Yes, I still have the code. The TV capture card I was using would
"tear" the last few lines of the image. The bottom of the image had
lines offset from where they should be. Run the autocorrelation on
the last good line and the first bad one to find out how far to shift it.
Then repeat for the next lines. Sort of worked, but too much tweaking
by hand was needed. Haven't looked at it since then.
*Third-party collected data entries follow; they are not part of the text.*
PR #4310, opened 2021-02-09
core: invalidate config caches on option creation and deletion. Closes #3916

### LINKED ISSUE #3916: Problem with config endpoint
Motivation
----------
The autotests to test the return value of `config.get_config(None, None)` fail, because the returned `dict` does not contain the same sections that were saved to it beforehand.

The simple test can be seen here: https://github.com/rucio/rucio/blob/d3418b28a0dfc87d96a92eae5e4786dddf147575/lib/rucio/tests/test_config.py#L68-L79
and this is the previously existing and more complex test: https://github.com/rucio/rucio/blob/d3418b28a0dfc87d96a92eae5e4786dddf147575/lib/rucio/tests/test_config.py#L104-L117

rcarpa:
The config read operations are accelerated by cache. This cache is never updated and can return obsolete data.

The commit also changes the format of the options cache key. Until now it was "options", but it doesn't seem right, because there a separate options cache per section.

### DIFF
--- a/lib/rucio/core/config.py
+++ b/lib/rucio/core/config.py
@@ -18,11 +18,13 @@
 # - Cedric Serfon <cedric.serfon@cern.ch>, 2017
 # - Hannes Hansen <hannes.jakob.hansen@cern.ch>, 2018-2019
 # - Brandon White <bjwhite@fnal.gov>, 2019-2020
+# - Radu Carpa <radu.carpa@cern.ch>, 2021
 #
 # PY3K COMPATIBLE
 
 from dogpile.cache import make_region
 from dogpile.cache.api import NoValue
+from sqlalchemy import func
 
 from rucio.common.exception import ConfigNotFound
 from rucio.common.config import config_get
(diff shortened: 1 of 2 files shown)


lib/rucio/core/config.py
```diff
@@ -23,6 +23,7 @@
```
mlassnig, line 24: looks good to me, don't forget to add yourself to the authorlist at the top

rcarpa: Done, updated the MR.

bziemons (approved):

bziemons:
https://github.com/rucio/rucio/blob/master/CONTRIBUTING.rst#human-review

> Merging of approved pull requests is done by the Rucio development lead.

rcarpa:
Hi. It is my bad. I did read it, but forgot due to an old habit. Spoke already with @mlassnig on this subject and will leave it merged this time, but will be careful for other MR

PR #4318, opened 2021-02-10
Testing: Update docker-compose configs; Fix #4316

### LINKED ISSUE #4316: Replace `links` in docker-compose
Motivation
----------
The links flag in docker is deprecated: https://docs.docker.com/network/links/
While for docker-compose this does not necessarily apply, podman-compose fails to run our configurations.

Modification
------------
Switch to a single network namespace for all the docker-compose files in the repo.

bziemons:
Use a single network namespace and expose only rootless ports (80 -> 8080, 443 -> 8443). Add all hostnames for all services to the rucio container. This makes the configurations runnable rootless and with podman-compose. Also adjust documentation in `etc/docker/dev/README.rst`.
Fixes #4316


bziemons:
fyi: this needs a fairly recent Docker and docker-compose version.

etc/docker/dev/docker-compose-storage-alldb.yml
```diff
@@ -1,129 +1,106 @@
...
+      - ../../../lib:/opt/rucio/lib:Z
+    environment:
+      - X509_USER_CERT=/opt/rucio/etc/usercert.pem
+      - X509_USER_KEY=/opt/rucio/etc/userkey.pem
+      - RDBMS=postgres11
   ruciomy5:
-    image: mysql:5
-    hostname: ruciomy5
+    image: docker.io/mysql:5
+    network_mode: "service:rucio"
```
rcarpa, line 40: A thing to be taken into consideration: because the network binds to the service "rucio", re-creating only this container breaks connectivity between it and other containers. It is necessary to re-create the whole docker-compose environment if the rucio container is restarted.

tbeerman (changes requested):
Overall looks good. But can you please add back the ports? It can be quite useful to access some services directly from the host, e.g., for webui development, directly checking the DB or accessing Kibana/Grafana. Most ports should be fine even without root and for the server you could take something like 8443 and for grafana maybe 8080.

etc/docker/dev/docker-compose-storage-alldb.yml
bziemons: I can avoid this by adding an infra container and attach everything to the infra container. Would that be better?

rcarpa: In my local config it works correctly without any network_mode at all. And without any extra_hosts. By default all containers are put into the same network and can access each-other by their name = hostname. Any reason why we want to diverge from the default behavior ?

bziemons: The answer to that is in the PR description

rcarpa: ACK. it's thus due to the podman restrictions. I have no preferences at all, I'll have to use my own docker-compose file override anyway because i'll customize it for my personal workflow. Good for me to leave it as-is

tbeerman (approved):

PR #4338, opened 2021-02-15
Core: Stop meta variable from being reused and re-encoded over and over Fix #4337

### LINKED ISSUE #4337: core/rule.py reencodes meta over and over again
Motivation
----------

core/replica.py reencodes meta to JSON over and over again inside a loop on DIDs. Eventually this makes a string so big it causes an exception in oracle. It's not clear if this also corrupts the intended metadata

Modification
------------

Use a dedicated variable for the results of the JSON encoding

ericvaandering:


ericvaandering:
This bug appears to be years old. May be a good candidate for porting back to LTS releases

bari12 (approved):

PR #6903, opened 2024-07-11
Transfers: add overwrite_when_only_on_disk FTS logic

### LINKED ISSUE #6581: Updates to overwrite configuration on tape
### Description

This is the current `overwrite` scenario as I understand it.

1.  Currently, rucio does not allow overwriting on `Tape` (By default)
https://github.com/rucio/rucio/blob/1117e15fdd373ba6a0c24b22b7bd564c13f77241/lib/rucio/transfertool/fts3.py#L333-L334

2. Overwrite  on DISKs  (By Default) https://github.com/rucio/rucio/blob/1117e15fdd373ba6a0c24b22b7bd564c13f77241/lib/rucio/transfertool/fts3.py#L328
 
 (Both of those can be overridden by setting it explicitly on the RSE, @dchristidis @bari12 , kindly correct me on this).
 https://github.com/rucio/rucio/blob/1117e15fdd373ba6a0c24b22b7bd564c13f77241/lib/rucio/transfertool/fts3.py#L354
 
3.  If the file is found corrupted on the first try and it can be affirmed from the returned contents that it is corrupted it can be overwritten (if this is configured in the transfers section)
https://github.com/rucio/rucio/blob/1117e15fdd373ba6a0c24b22b7bd564c13f77241/lib/rucio/transfertool/fts3.py#L705

We would like to have two things changed in this if it makes sense for the community too. 
1. Make the `overwrite_corrupted_files` a per RSE attribute as opposed to a global transfer configuration. 
     - We have had opinions and arguments from sites that strongly want us to enable it and sites that want otherwise
     
2. Add an `overwrite-when-only-on-disk` configuration to be sent with the job params, also configurable at an RSE level for tape RSEs. 
Here is the final proposal document agreed on by the FTS team for future developments. https://cmsdm.web.cern.ch/documents/FTS3_CMS_DM_Overwrite-when-only-on-disk_proposal.pdf

### Motivation

Have the ability to configure sites independently.

### Change

_No response_

labkode:
The following PR allows Rucio to tag transfers to overwrite the disk buffer of tape endpoints and not the tape file when the following conditions are met:
- the RSE has the following attributes/settings configured:
  - RSE needs to be of type TAPE
  - overwrite_when_only_on_disk attribute is set to True
 - the FTS instance configures the tape endpoint with the the field `overwrite_disk_enabled` set to `1`

FTS transfer jobs will be created with this new job parameter and will be classified with the **Overwrite flag**  equal to `D` or `Q`, example below:

Screenshot 2024-07-11 at 16 06 58

The valid values as of 11/07/2024 are:
```
        Y -- overwrite enabled
        R -- overwrite enabled only on FTS retries
        M -- overwrite enabled only for intermediary hops
        D -- overwrite-when-only-on-disk feature enabled (overwrite if destination file has only disk locality)
        Q -- overwrite-hop + overwrite-when-only-on-disk behavior
```
 
In the FST logs the transfer will contain the following values:

```
...
    INFO    Thu, 11 Jul 2024 14:18:44 +0200; Transfer accepted
    INFO    Thu, 11 Jul 2024 14:18:44 +0200; Proxy: /tmp/x509up_hxxx
    INFO    Thu, 11 Jul 2024 14:18:44 +0200; VO: cms
    INFO    Thu, 11 Jul 2024 14:18:44 +0200; Job id: b655d08c-3f7f-11ef-a237-fa163ef11e82
    INFO    Thu, 11 Jul 2024 14:18:44 +0200; File id: 1933293193
    INFO    Thu, 11 Jul 2024 14:18:44 +0200; Source url: davs://eoscms.cern.ch:443/eos/cms/store/test/rucio/int/store/mc/HC/GenericTTbar/AODSIM/CMSSW_9_2_6_91X_mcRun1_realistic_v2-v2/00000/F04D2A27-1B76-E711-8DEF-02163E01501A.root
    INFO    Thu, 11 Jul 2024 14:18:44 +0200; Dest url: davs://eosctacms.cern.ch:8444//eos/ctacms/archivetest/cms/store/test/rucio/int/store/mc/HC/GenericTTbar/AODSIM/CMSSW_9_2_6_91X_mcRun1_realistic_v2-v2/00000/F04D2A27-1B76-E711-8DEF-02163E01501A.root
    INFO    Thu, 11 Jul 2024 14:18:44 +0200; Overwrite enabled: 0
--> INFO    Thu, 11 Jul 2024 14:18:44 +0200; Overwrite when only on disk: 1
    INFO    Thu, 11 Jul 2024 14:18:44 +0200; Disable delegation: 0
    INFO    Thu, 11 Jul 2024 14:18:44 +0200; Disable local streaming: 0
    INFO    Thu, 11 Jul 2024 14:18:44 +0200; Skip eviction of source file: 0
....
```

The PR includes some DEBUG calls to make it easier to debug in runtime.

Overwrite configuration options for transfers are depicted below:
Screenshot 2024-07-12 at 13 52 14

This PR also fixes a wrong hardcoded logic that set overwrite_hop when the transfer was not multi_hop: https://github.com/rucio/rucio/pull/6903/files#diff-10fdb713ecac24728050341f83e17dbe7cc3f1f5a317823860677917579caea2R449

### DIFF
--- a/lib/rucio/transfertool/fts3.py
+++ b/lib/rucio/transfertool/fts3.py
@@ -332,6 +332,8 @@ def build_job_params(
 
     # Overwriting by default is set to True for non TAPE RSEs.
     # Tape RSEs can force overwrite by setting the "overwrite" attribute to True.
+    # There is yet another configuration option: transfers->overwrite_corrupted_files that when is set to True
+    # it will retry failed requests with overwrite flag set to True
     overwrite, overwrite_when_only_on_disk, bring_online_local = True, False, None
     if first_hop.src.rse.is_tape_or_staging_required():
         # Activate bring_online if it was requested by first hop
@@ -343,14 +345,30 @@ def build_job_params(
         # This functionality should reduce the number of stuck files in the disk buffer that are not migrated to tape media (for whatever reason).
         # Please be aware that FTS does not guarantee an atomic operation from the time it checks for existence of the file on disk and tape and
         # the moment the file is overwritten, so there is a race condition that could overwrite the file on the tape media
-        overwrite = last_hop.dst.rse.attributes.get('overwrite', False)  # honour RSE configuration to force overwrite
+        overwrite = last_hop.dst.rse.attributes.get('overwrite', False)  # honour RSE configuration to force overwrite for all requests
         overwrite_when_only_on_disk = last_hop.dst.rse.attributes.get('overwrite_when_only_on_disk', False)
+
         # setting both flags is incompatible, so we opt in for the safest approach: "overwrite_when_only_on_disk"
         # this is aligned with FTS implementation: see
         if overwrite and overwrite_when_only_on_disk:
             overwrite = False
 
-    logger(logging.DEBUG, 'Is it tape?: %s %s overwrite_when_only_on_disk:%s' % (last_hop.dst.rse.name, last_hop.dst.rse.is_tape(), overwrite_when_only_on_disk))
+    if not (overwrite and overwrite_when_only_on_disk):
+        # if there are no overwrite flags set, we still need to check for the
+        # "transfers -> overwrite_corrupted_files setting. The logic behind this flag is that
+        # it will update the rws (RequestWithSources) with the "overwrite" attribute set to True
+        # after finding an 'Destination file exists and overwrite is not enabled' error message
+        overwrite_corrupted_files = last_hop.dst.rws.attributes.ge('overwrite', False)
+        if overwrite_corrupted_files:
+            overwrite = True  # both for DISK and TAPE
+
+    logger(logging.DEBUG, 'RSE:%s Is it Tape? %s overwrite_when_only_on_disk:%s overwrite:%s overwrite_corrupted_files=%s' % (
+        last_hop.dst.rse.name,
+        last_hop.dst.rse.is_tape(),
+        overwrite_when_only_on_disk,
+        overwrite,
+        overwrite_corrupted_files))
+
     logger(logging.DEBUG, 'RSE attributes are: %s' % (last_hop.dst.rse.attributes))
 
     # Get dest space token
--- a/lib/rucio/transfertool/fts3.py
+++ b/lib/rucio/transfertool/fts3.py
@@ -335,32 +335,32 @@ def build_job_params(
     # There is yet another configuration option: transfers->overwrite_corrupted_files that when is set to True
     # it will retry failed requests with overwrite flag set to True
     overwrite, overwrite_when_only_on_disk, bring_online_local = True, False, None
+
     if first_hop.src.rse.is_tape_or_staging_required():
         # Activate bring_online if it was requested by first hop
         # We don't allow multihop via a tape, so bring_online should not be set on any other hop
         bring_online_local = bring_online
+
     if last_hop.dst.rse.is_tape():
         # FTS v3.12.12 introduced a new boolean parameter "overwrite_when_only_on_disk" that controls if the file can be overwritten
-        # in TAPE enabled RSEs ONLY IF the file is on the disk buffer and not yet commited to tape media.
+        # in TAPE enabled RSEs ONLY IF the file is on the disk buffer and not yet committed to tape media.
         # This functionality should reduce the number of stuck files in the disk buffer that are not migrated to tape media (for whatever reason).
         # Please be aware that FTS does not guarantee an atomic operation from the time it checks for existence of the file on disk and tape and
         # the moment the file is overwritten, so there is a race condition that could overwrite the file on the tape media
-        overwrite = last_hop.dst.rse.attributes.get('overwrite', False)  # honour RSE configuration to force overwrite for all requests
+
+        # Setting both flags is incompatible, so we opt in for the safest approach: "overwrite_when_only_on_disk"
+        # this is aligned with FTS implementation: see (internal access only): https://its.cern.ch/jira/browse/FTS-2007
+
         overwrite_when_only_on_disk = last_hop.dst.rse.attributes.get('overwrite_when_only_on_disk', False)
+        overwrite = False if overwrite_when_only_on_disk else last_hop.dst.rse.attributes.get('overwrite', False)
 
-        # setting both flags is incompatible, so we opt in for the safest approach: "overwrite_when_only_on_disk"
-        # this is aligned with FTS implementation: see
-        if overwrite and overwrite_when_only_on_disk:
-            overwrite = False
-
-    if not (overwrite and overwrite_when_only_on_disk):
-        # if there are no overwrite flags set, we still need to check for the
-        # "transfers -> overwrite_corrupted_files setting. The logic behind this flag is that
-        # it will update the rws (RequestWithSources) with the "overwrite" attribute set to True
-        # after finding an 'Destination file exists and overwrite is not enabled' error message
-        overwrite_corrupted_files = last_hop.rws.attributes.get('overwrite', False)
-        if overwrite_corrupted_files:
-            overwrite = True  # both for DISK and TAPE
+    # We still need to check for the
+    # "transfers -> overwrite_corrupted_files setting. The logic behind this flag is that
+    # it will update the rws (RequestWithSources) with the "overwrite" attribute set to True
+    # after finding an 'Destination file exists and overwrite is not enabled' error message
+    overwrite_corrupted_files = last_hop.rws.attributes.get('overwrite', False)
+    if overwrite_corrupted_files:
+        overwrite = True  # both for DISK and TAPE
 
     logger(logging.DEBUG, 'RSE:%s Is it Tape? %s overwrite_when_only_on_disk:%s overwrite:%s overwrite_corrupted_files=%s' % (
         last_hop.dst.rse.name,
@@ -438,7 +438,7 @@ def build_job_params(
 
     # Refer to https://its.cern.ch/jira/browse/FTS-1749 for full details (login needed), extract below:
     # Why the overwrite_hop parameter is needed?
-    # Rucio decides that a multihop transfer is needed DISK1 --> DISK2 --> TAPE1 in order to put the file on tape. For some reason, the file already exist at DISK2.
+    # Rucio decides that a multihop transfer is needed DISK1 --> DISK2 --> TAPE1 in order to put the file on tape. For some reason, the file already exists on DISK2.
     # Rucio doesn't know about this file on DISK2. It could be either a correct or corrupted file. This can be due to a previous issue on Rucio side, FTS side, network side, etc (many possible reasons).
     # Normally, Rucio allows overwrite towards any disk destination, but denies overwrite towards a tape destination. However, in this case, because the destination of the multihop is a tape, DISK2 cannot be overwritten.
     # Proposed solution
@@ -453,6 +453,11 @@ def build_job_params(
         for transfer_hop in transfer_path[:-1]:
             # Only allow overwrite if all hops in multihop allow it
             h_overwrite = transfer_hop.rws.attributes.get('overwrite', True)
+
+            # if one hop cannot be overwritten, quit early
+            if h_overwrite is False:
+                break
+
             job_params['overwrite'] = h_overwrite and job_params['overwrite']
             # Allow overwrite_hop if all intermediate hops allow it (ignoring the last hop)
             overwrite_hop = h_overwrite and overwrite_hop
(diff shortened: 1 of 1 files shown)


lib/rucio/transfertool/fts3.py
```diff
@@ -354,7 +371,8 @@ def build_job_params(
                       'issuer': 'rucio',
                       'multi_sources': False,
                   },
-                  'overwrite': last_hop.rws.attributes.get('overwrite', overwrite),
+                  'overwrite': overwrite,
```
dynamic-entropy, line 393: Hello Hugo,
This current implementation LGTM.
 Do you think it would be better to unify/clean how necessary and optional attributes are set in the FTS job config? 

For e.g. `overwrite` and `overwrite_when_only_on_disk` are optional (i.e its okay to not set them, which would suggest a false value in the job config).
In which case we set them how `multihop` is set. 

Also, do you think its useful to set `overwrite_when_only_on_disk` in the `job_metadata`? (One reason behind this is that you can easily see if the flag is set in the job UI). 
I am not sure what transfer groupings are based on and if they need to be considered.

dynamic-entropy (commented):
I see a test for `overwrite_corrupted_files` failing.

I think its because now the global overwrite flag is not considered anymore. It needs to be set on the RSE. https://github.com/rucio/rucio/blob/40a5ae14680bc14f6be4738d3e75f351e5143ea1/tests/test_conveyor.py#L1351

lib/rucio/transfertool/fts3.py
labkode: Hi Rahul @dynamic-entropy 

I've added the flag to job metadata so is visible as you suggested, I think this is very useful.
The CI is passing now (it was related to the overwrite_corrupted_files setting that I was not aware of).
I've left an image in this PR description explaining which are the the overwrite flags and how they can be tuned.
Regarding group transfers, I haven't seen any showstopper, I think we can go ahead and merge this one. If there are improvements to be made beyond this PR, we can tackle them later.

dynamic-entropy: Yes, we need both the config to be set and the `rws` dictionary to be updated with `overwrite=True`  for a resubmit.

Thanks a lot.

lib/rucio/transfertool/fts3.py
```diff
@@ -321,20 +321,55 @@ def build_job_params(
...
+            overwrite = False
+
+    if not (overwrite and overwrite_when_only_on_disk):
+        # if there are no overwrite flags set, we still need to check for the
+        # "transfers -> overwrite_corrupted_files setting. The logic behind this flag is that
+        # it will update the rws (RequestWithSources) with the "overwrite" attribute set to True
+        # after finding an 'Destination file exists and overwrite is not enabled' error message
+        overwrite_corrupted_files = last_hop.rws.attributes.get('overwrite', False)
+        if overwrite_corrupted_files:
+            overwrite = True  # both for DISK and TAPE
```
dynamic-entropy: It's only considered for tape.
We always overwrite for Disks.

dynamic-entropy (approved):
LGTM

lib/rucio/transfertool/fts3.py
labkode: Thanks!

lib/rucio/transfertool/fts3.py
```diff
@@ -321,20 +321,55 @@ def build_job_params(
...
+    # it will retry failed requests with overwrite flag set to True
+    overwrite, overwrite_when_only_on_disk, bring_online_local = True, False, None
     if first_hop.src.rse.is_tape_or_staging_required():
         # Activate bring_online if it was requested by first hop
         # We don't allow multihop via a tape, so bring_online should not be set on any other hop
         bring_online_local = bring_online
     if last_hop.dst.rse.is_tape():
-        overwrite = False
+        # FTS v3.12.12 introduced a new boolean parameter "overwrite_when_only_on_disk" that controls if the file can be overwritten
+        # in TAPE enabled RSEs ONLY IF the file is on the disk buffer and not yet commited to tape media.
```
rdimaio: nit: 
```suggestion
        # in TAPE enabled RSEs ONLY IF the file is on the disk buffer and not yet committed to tape media.
```

lib/rucio/transfertool/fts3.py
```diff
@@ -321,20 +321,55 @@ def build_job_params(
...
+        # This functionality should reduce the number of stuck files in the disk buffer that are not migrated to tape media (for whatever reason).
+        # Please be aware that FTS does not guarantee an atomic operation from the time it checks for existence of the file on disk and tape and
+        # the moment the file is overwritten, so there is a race condition that could overwrite the file on the tape media
+        overwrite = last_hop.dst.rse.attributes.get('overwrite', False)  # honour RSE configuration to force overwrite for all requests
+        overwrite_when_only_on_disk = last_hop.dst.rse.attributes.get('overwrite_when_only_on_disk', False)
+
+        # setting both flags is incompatible, so we opt in for the safest approach: "overwrite_when_only_on_disk"
+        # this is aligned with FTS implementation: see
```
rdimaio: Regarding the "see" at the end - was there meant to be a link to the FTS implementation?

lib/rucio/transfertool/fts3.py
```diff
@@ -321,20 +321,55 @@ def build_job_params(
...
+        if overwrite and overwrite_when_only_on_disk:
+            overwrite = False
```
rdimaio: Could be simplified like this:

```
overwrite_when_only_on_disk = last_hop.dst.rse.attributes.get('overwrite_when_only_on_disk', False)

if overwrite_when_only_on_disk:
    overwrite = False
else:
    overwrite = last_hop.dst.rse.attributes.get('overwrite', False)
```

or as a one-liner:
```
overwrite = False if overwrite_when_only_on_disk else last_hop.dst.rse.attributes.get('overwrite', False)
```

This is because `overwrite` is always set to `False` if `overwrite_when_only_on_disk` is `True`, so we don't really even need to get it from the RSE attributes in that case.

lib/rucio/transfertool/fts3.py
```diff
@@ -321,20 +321,55 @@ def build_job_params(
...
+
+    if not (overwrite and overwrite_when_only_on_disk):
```
rdimaio: This `if` condition is not needed, because it's `True` under all circumstances:

## 1: if `last_hop.dst.rse.is_tape() == False`
`overwrite` and `overwrite_when_only_on_disk` are initialized like this:
```
overwrite, overwrite_when_only_on_disk, bring_online_local = True, False, None`
```
So if `last_hop.dst.rse.is_tape()` is `False`, `if not (overwrite and overwrite_when_only_on_disk):` will be `True`.

## 2: if `last_hop.dst.rse.is_tape() == True`
 `overwrite` is always set to `False` if `overwrite_when_only_on_disk` is `True` (as seen in the other comment). 

### 2.a: `overwrite_when_only_on_disk == True`
`overwrite` is `False`, so `if not (overwrite and overwrite_when_only_on_disk):` will be `True`.

### 2.b: `overwrite_when_only_on_disk == False`
`overwrite` can either be `True` or `False`, and `if not (overwrite and overwrite_when_only_on_disk):` will be `True`.

lib/rucio/transfertool/fts3.py
```diff
@@ -399,16 +436,31 @@ def build_job_params(
...
-    overwrite_hop = True
-    for transfer_hop in transfer_path[:-1]:
-        # Only allow overwrite if all hops in multihop allow it
-        h_overwrite = transfer_hop.rws.attributes.get('overwrite', True)
-        job_params['overwrite'] = h_overwrite and job_params['overwrite']
-        # Allow overwrite_hop if all intermediate hops allow it (ignoring the last hop)
-        overwrite_hop = h_overwrite and overwrite_hop
+    # Refer to https://its.cern.ch/jira/browse/FTS-1749 for full details (login needed), extract below:
+    # Why the overwrite_hop parameter is needed?
+    # Rucio decides that a multihop transfer is needed DISK1 --> DISK2 --> TAPE1 in order to put the file on tape. For some reason, the file already exist at DISK2.
```
rdimaio:
```suggestion
    # Rucio decides that a multihop transfer is needed DISK1 --> DISK2 --> TAPE1 in order to put the file on tape. For some reason, the file already exists on DISK2.
```

lib/rucio/transfertool/fts3.py
```diff
@@ -399,16 +436,31 @@ def build_job_params(
...
+        overwrite_hop = False
+
+    else:
+        overwrite_hop = True
+        for transfer_hop in transfer_path[:-1]:
+            # Only allow overwrite if all hops in multihop allow it
+            h_overwrite = transfer_hop.rws.attributes.get('overwrite', True)
+            job_params['overwrite'] = h_overwrite and job_params['overwrite']
+            # Allow overwrite_hop if all intermediate hops allow it (ignoring the last hop)
+            overwrite_hop = h_overwrite and overwrite_hop
```
rdimaio: This can be simplified to stop at the first iteration where `h_overwrite` is `False` to avoid having to iterate over all hops (because once an iteration where `h_overwrite` is `False` is reached, `job_params['overwrite']` and `overwrite_hop` will always be `False` afterwards)

rdimaio (changes requested):

lib/rucio/transfertool/fts3.py
rdimaio: A way it could be simplified:
```suggestion
         job_params['overwrite'] = overwrite_hop = all(transfer_hop.rws.attributes.get('overwrite', True) for transfer_hop in transfer_path[:-1])
```

labkode:
@rdimaio applied all your recommendations, and CI is green

lib/rucio/transfertool/fts3.py
```diff
@@ -399,16 +436,36 @@ def build_job_params(
...
+            h_overwrite = transfer_hop.rws.attributes.get('overwrite', True)
+
+            # if one hop cannot be overwritten, quit early
+            if h_overwrite is False:
+                break
+
+            job_params['overwrite'] = h_overwrite and job_params['overwrite']
+            # Allow overwrite_hop if all intermediate hops allow it (ignoring the last hop)
+            overwrite_hop = h_overwrite and overwrite_hop
+
```
rdimaio:
```suggestion
            job_params['overwrite'] = h_overwrite and job_params['overwrite']
            # Allow overwrite_hop if all intermediate hops allow it (ignoring the last hop)
            overwrite_hop = h_overwrite and overwrite_hop
            if h_overwrite is False:
                break
```

The `break` needs to be after the code block at 461-463, otherwise `job_params['overwrite']` and ` overwrite_hop` might remain `True` even though `h_overwrite` is `False`.

I'm more in favour of the `all()` approach:

```
# Set `overwrite_hop` to `True` only if all hops allow it
overwrite_hop = all(transfer_hop.rws.attributes.get('overwrite', True) for transfer_hop in transfer_path[:-1])

job_params['overwrite'] = overwrite_hop and job_params['overwrite']
```

Since it clarifies that all hops must allow overwriting, and it breaks early if one of them returns `False`

rdimaio (changes requested):

lib/rucio/transfertool/fts3.py
```diff
@@ -399,16 +436,36 @@ def build_job_params(
...
     if not job_params['overwrite'] and overwrite_hop:
         job_params['overwrite_hop'] = overwrite_hop
```
rdimaio, line 457: Out of scope of this PR, but I'm a bit confused by this condition. It only evaluates to `True` when:
- `job_params['overwrite']` is `False`
- `overwrite_hop` is `True`

I don't understand what this means in practice - do you know more about this?

lib/rucio/transfertool/fts3.py
labkode: Makes sense and is cleaner code

lib/rucio/transfertool/fts3.py
labkode: I think it means that if there is a need in a multi-hop transfer to overwrite the intermediate location and overwrite is to false (default for tape), the overwrite_hop is set to true so FTS can overwrite only the intermediate data but not the final one. I think this use case is there to allow transfers to tape that are multi-hop, and when one of the hops in the middle gets stuck, to create another request to overwrite these bad data and make it to the end hop without risking to overwrite data in tape media if in the mean time the intermediate data got unstuck.

rdimaio: Makes sense, thanks!

rdimaio (approved):

bari12:
Looks good, please squash the commits next time, I will manually squash them now :-)

bari12:
Oh and also mention #6581 in the commit message 😄

PR #6909, opened 2024-07-12
Core & Internals: Migrate core/config.py to SQLA20 #6640

erlingstaff:

Migrating core/config.py to SQLAlchemy 2.0

### DIFF
--- a/lib/rucio/core/config.py
+++ b/lib/rucio/core/config.py
@@ -16,7 +16,7 @@ from collections.abc import Callable
 from typing import TYPE_CHECKING, Any, Optional, TypeVar
 
 from dogpile.cache.api import NoValue
-from sqlalchemy import func
+from sqlalchemy import and_, delete, func, select, update
 
 from rucio.common.cache import make_region_memcached
 from rucio.common.exception import ConfigNotFound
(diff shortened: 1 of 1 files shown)


lib/rucio/core/config.py
```diff
@@ -307,15 +348,25 @@ def remove_section(section: str, *, session: "Session") -> bool:
     if not has_section(section=section, session=session):
         return False
     else:
-        for old in session.query(models.Config.value).filter_by(section=section).all():
+        stmt = select(
+            models.Config.value
+        ).where(
+            models.Config.section == section
+        )
+        for old in session.execute(stmt).all():
```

Don't think I
have made any TV image captures either.
Regards,
Steve N.
If you have time, can you post the code here to we analyse ?
I would like to see how it works in practice. I have some pdfs explaining about image reconstruction, but got clueless on how to make the proper code for it. It seems too way complex for my head :greenclp:
it is a sort of inpaint algorithm, right ?
Hi guga,
I made a start, is this what you want?
Hi marinus.
yes :) That´s it. Many thanks :)
About transposing. When you transpose width became height and vice-versa, right ? That would explain why my version got crossing lines all over :greensml:
Not sure what i did wrong. Maybe try to exchange width x height, perhaps will solve.
The pope with an alien was simply hilarious :greenclp: :greenclp: :greenclp:
:biggrin:
Yes, if you have different row and column sizes they need to be switched or else your image is distorted.
This week i'll write an image saver. Is the PNG format OK?
When ready i'll post all the source code.
Because it is lossless, the pixel data will be the same as the original.
How fast are the Matrix manipulations "Timing Result in milliseconds" on your PC?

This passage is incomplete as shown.